# US stove Hot balst Ducting?



## NYRICH (Oct 28, 2008)

Hi, new to the site. Great info man i didnt think as many people were into heating with alternative sources. Well I say to hell with Exxon Mobil!!
Anyhow got a new US stove hotblast add on furnace. Got the chimney installed. RAnch house 1 story . The Add on is in the basement next to my Propane forced air unit. Im not a sheet metal expert so i need some help here. The furnace shows multiple connection ideas for duct work. It also states you should not direct the hot air from add on into the cold air return of the gas furnace. I had a HVAc guy here who told me he has done it on numerous installs. He said they key is to hit the cold air return farther down the line. That way the air is not to hot for the gas furnace blower. The returns from the house will add with the warm air from the wood furnace? It seems to make sense because otherwise the blower on the gas furnace seems like it would compete with the blowers on the wood furnace. I thought about piping in on the updraft plenum of the hot air out on the gas furnace. But how can you honestly get both blowers to work in cunjunction? Semms like they would push at each other. I also have an Ac a coil in there. So i need to get above it. I know that when summer comes i need either dampers or blast gates in the 8" duct to stop my ac from filling the woodstove. What has anyone out there tried and what works best? P.S> my heating trunk in my home is also DUCT Board. Not sheet metal. Anyone know the temp rating on Duct Board.
Thanks 
Rich WNY


----------



## laynes69 (Oct 28, 2008)

With the high temps that are possible with the wood furnace, Do not run the heat into the cold air return. On the supply from the wood furnace, with a parallel install into the plenum, you will need to add some sort of damper under the 2 ducts to keep the heat from backfeeding into the main furnace. Also just use 2 8" dampers to aid for shutoffs in the summer. I can't answer your question about the heat ratings of ductboard. I can tell you with galvanized ductwork, clearances become important in case of a power outage. You don't want the ducts touching the combustibles up ahead. You may find that you won't need the main furnaces blower to help push the heat. But there are ways to do it if needed. Whats the square footage of your home you are going to heat? Good luck, hope this helps!


----------



## Duetech (Oct 28, 2008)

Hi NYRICH,
    I had a Hot Blast for a time and went to an Englander. I have metal duct so I can't help with the duct board other than it should be UL rated so any heating installation/repair company or maybe building supplies store would be able to give you the answer you need.

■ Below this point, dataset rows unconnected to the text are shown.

Issue #169, opened 2016-10-11
has many associations not loaded with params_with_assocs


jbhatab:
Here's my factory

```
def registering_company_factory do
  %Company{
    name: sequence(:name, &"Company #{&1}"),
    email: sequence(:email, &"company-#{&1}@example.com"),
    category: Company.categories |> Enum.random,
    users: [
      %{
        role: Enum.random(User.roles),
      }
    ]
  }
end
```

And I'm calling params_with_assocs(:registering_company) but it only spits out,

%{
  active: nil
  address: nil
  category: "Cultivator"
  description: nil
  email: "company-0@example.com"
  inserted_at: nil
  latitude: nil
  longitude: nil
  name: "Company 0"
  official: nil
  permalinks: [
  ]
  phone: nil
  updated_at: nil
}

Is there a way to load associations with the params call?

hisapy:
Hey guys,

I'm having this problem with `has_many` associations. For example, I have something like the following 

```elixir
defmodule Webapp.SomeStuff do
  schema "some_stuffs" do
    has_many :other_stuffs, Webapp.OtherStuff
  end
end

# and in the news schema
defmodule Webapp.OtherStuff do
  schema "other_stuffs" do
    belongs_to :some_stuff, Webapp.SomeStuff
    # other fields
  end
end

# the factories look look like
def some_stuff_factory do
  %Webapp.SomeStuff{
    news: [build(:other_stuff)]
  }
end

def other_stuff_factory do 
  %Webapp.OtherStuff{
    # fields here
  }
end
```

But when I call `params_with_assoc(:some_stuff)` or `string_params_with_assoc(:some_stuff)` I just get`other_stuffs: [%{}]`. 

`insert` and `build` seem to work just fine.

I'm using **ExMachina v2.1.0**

Issue #93, opened 2016-02-03
fields_for seems to strip has_many through associations


paulcsmith:
``` elixir
fields_for(:post, comments: []) # Results in no goals key
fields_for(:post) |> Map.put(:comments, []) # Sets the results key correctly
```

paulcsmith:
This is caused by https://github.com/thoughtbot/ex_machina/blob/master/lib/ex_machina/ecto.ex#L75. Maybe it makes sense to leave associations and not remove them?

wende:
Not only it'd be cool but it's also a little bit misleading that when you do `params_for(:model)` and you don't have an assoc field that you put there

paulcsmith:
@wende there is a params_with_assocs in ExMachina 1.0 that also includes belongs_to. That might help!

wende:
Yeah. But unfortunately I need `has_many`
I'm inserting an Order with items in it. 
And doing `params_with_assoc(:order)` I expected to have items there. But because they're `has_many` association, they're not there.
And I can't think of a solution to get this without breaking ExMachina's philosophy

paulcsmith:
Ah yes we strip has_many from params in that situation. In this case I would do something like 

params_for(:order) |> Map.put(:order_items, the_items)

Not ideal but might be good for now

PR #174, opened 2016-10-21
Don't delete `has_many`s from param functions

jsteiner:
If you have included a has_many in your factory or passed it into a
param function, then we return those values. We also recursively apply
the same cleanup that we do to the top level struct.

Closes https://github.com/thoughtbot/ex_machina/issues/93
Closes https://github.com/thoughtbot/ex_machina/issues/169


lib/ex_machina/ecto.ex
```diff
@@ -90,9 +91,56 @@ defmodule ExMachina.Ecto do
...
+  end
+
+  defp strip_assoc(original_assoc, record, association_name) do
+    case original_assoc do
+      %{__meta__: %{__struct__: Ecto.Schema.Metadata, state: :built}} ->
+        assoc = recursively_strip(original_assoc)
+        Map.put(record, association_name, assoc)
+      %{__struct__: Ecto.Association.NotLoaded} ->
+        Map.delete(record, association_name)
+      _list ->
```
pdawczak: Have you thought about adding empty line before every pattern to be matched? I't might make it a little bit easier to read, especially, when there are multiple patterns (like in this case).

test/ex_machina/ecto_test.exs
```diff
@@ -44,18 +45,38 @@ defmodule ExMachina.EctoTest do
...
+      articles: [],
     }
   end
 
+  test "params_for/2 recursively strips has_many values" do
+    article = TestFactory.build(:article)
+
+    user_params = TestFactory.params_for(:user, articles: [article])
+
+    assert user_params[:articles] == [%{
```
pdawczak: I appreciate that in these assertions you're trying to express this _nested capabilities_ of what's produced by the factories (in the end, this is what's added in this PR), but would you consider describing _the whole structure_? Something like:

```elixir
assert user_params == %{
  name: "John Doe",
  admin: false,
  articles: [
    %{
      title: "My Awesome Article"
    }
  ],
}
```

could serve documentation purpose in longer term?

Just a thought... 💭

test/ex_machina/ecto_test.exs
```diff
@@ -44,18 +45,38 @@ defmodule ExMachina.EctoTest do
...
+    article = TestFactory.build(:article)
+
+    user_params = TestFactory.params_for(:user, best_article: article)
+
+    assert user_params[:best_article] == %{title: article.title}
+  end
+
+  test "params_for/2 works with maps as has_many values" do
+    article = %{title: "Foobar"}
+    user_params = TestFactory.params_for(:user, articles: [article])
```
pdawczak: In previous tests there is empty line to keep building possible values of `article` before using it in `:user` factory; is it typo here not including it, or in purpose?

test/ex_machina/ecto_test.exs
```diff
@@ -74,20 +95,19 @@ defmodule ExMachina.EctoTest do
     }
   end
 
-  test "params_with_assocs/2 doesn't try to save has_many fields" do
-    assert has_association_in_schema?(ExMachina.User, :articles)
+  test "params_with_assocs/2 keeps has_many associations" do
+    article = TestFactory.build(:article)
+    user_params = TestFactory.params_with_assocs(:user, articles: [article])
```
pdawczak: [Same here](https://github.com/thoughtbot/ex_machina/pull/174/files?diff=split#r84583517)

test/ex_machina/ecto_test.exs
paulcsmith: Good question! The line afterward was used to separate the setup from the exercise and verification phases of the tests https://robots.thoughtbot.com/four-phase-test

test/ex_machina/ecto_test.exs
paulcsmith: I think that's a good thought. Personally, I like just testing the associations because it makes it clear what I should focus on

test/ex_machina/ecto_test.exs
```diff
@@ -44,18 +45,38 @@ defmodule ExMachina.EctoTest do
...
+
+  test "params_for/2 recursively strips has_one values" do
+    article = TestFactory.build(:article)
+
+    user_params = TestFactory.params_for(:user, best_article: article)
+
+    assert user_params[:best_article] == %{title: article.title}
+  end
+
+  test "params_for/2 works with maps as has_many values" do
```
paulcsmith: What do you think about `params_for/2 works with maps that contain has_many associations`?

test/ex_machina/ecto_test.exs
```diff
@@ -44,18 +45,38 @@ defmodule ExMachina.EctoTest do
...
+    article = TestFactory.build(:article)
+
+    user_params = TestFactory.params_for(:user, articles: [article])
+
+    assert user_params[:articles] == [%{
+      title: article.title,
+    }]
+  end
+
+  test "params_for/2 recursively strips has_one values" do
```
paulcsmith: `has_one associations`?

paulcsmith:
A few small comments. LGTM. And thanks for your thoughts @pdawczak!

test/ex_machina/ecto_test.exs
pdawczak: Thank you for your response @paulcsmith!

Yes, _four-phase_ is great patter! In my original comment I was trying to refer to it (though now, when I re-read it, it's not clear - sorry for that).

I was wondering, what's the difference between those two cases, when the [`article` is _built_](https://github.com/thoughtbot/ex_machina/blob/cbc525ec863e3cc05b6b79050e3d2b76ac1255ee/test/ex_machina/ecto_test.exs#L66), and when the [`article` map is prepared _manually_](https://github.com/thoughtbot/ex_machina/blob/cbc525ec863e3cc05b6b79050e3d2b76ac1255ee/test/ex_machina/ecto_test.exs#L74); I have the feeling, that _semantically_ they are exactly the same and as such I'd thought of them to stay in the realm of _setup_ phase (thus, I was asking about the empty line indication).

laynes69 is right about the cold air return. Those wood furnaces put out some serious btu's and the cold air return is designed for cold air return. The limit switch in the furnace will kick in your furnace blower if the temperature gets too high and then you would be cycling some pretty hot air over your furnace air filter and blower motor. That could stress the temperature design limits of the blower motor because it would not get air cool enough to keep it from over heating under load. I had to put a damper that restricted flow into my heat exchanger area on my oil furnace or the blower on the oil furnace kept kicking in and I was plumbed into my hot air plenum. The damper was designed like the draft damper on the oil furnace exhaust in that it had an extended over center weight that would rotate the plenum damper closed when the blower from the wood furnace kicked in. The Englander came with one heat run outlet but it supplied the back draft damper for when the oil furnace kicked in. If both blowers kick in at the same time they will resist each other but in my experience neither will over power the other but they will act as combined output and boost the duct pressure and really force some air out of your ducts...Stay warm...Cave2k


----------



## Pyromaniac (Oct 29, 2008)

NY RICH, I've got to be honest with you... I have the set up that your heating contractor has suggested and it works great, BUT ITS NOT DONE RIGHT. I've only had this set up( a hotblast 1557 connected to the cold air return) for the end of last winter and the beginning of this one but I cannot sleep comfortably knowing its set up this way. Like you I had a heating contractor do it this way saying he's done it this way numerous times with no problem. 

              The problem for me is the manufacturer clearly states NOT to do it this way so if your house burns down do you think the insurance company is going to cover you? I don't think so either. I don't burn my furnace near as hot as I could (or should for that matter) as I try to find the perfect balance between a nice flue temp but not too hot to overheat my central furnace blower wiring and a/c coil wiring/switches too. I've even had another contractor suggest I could be evaporating my a/c heatpump coolant by running it this way, too. Don't make the same mistake I have... Do it right the first time!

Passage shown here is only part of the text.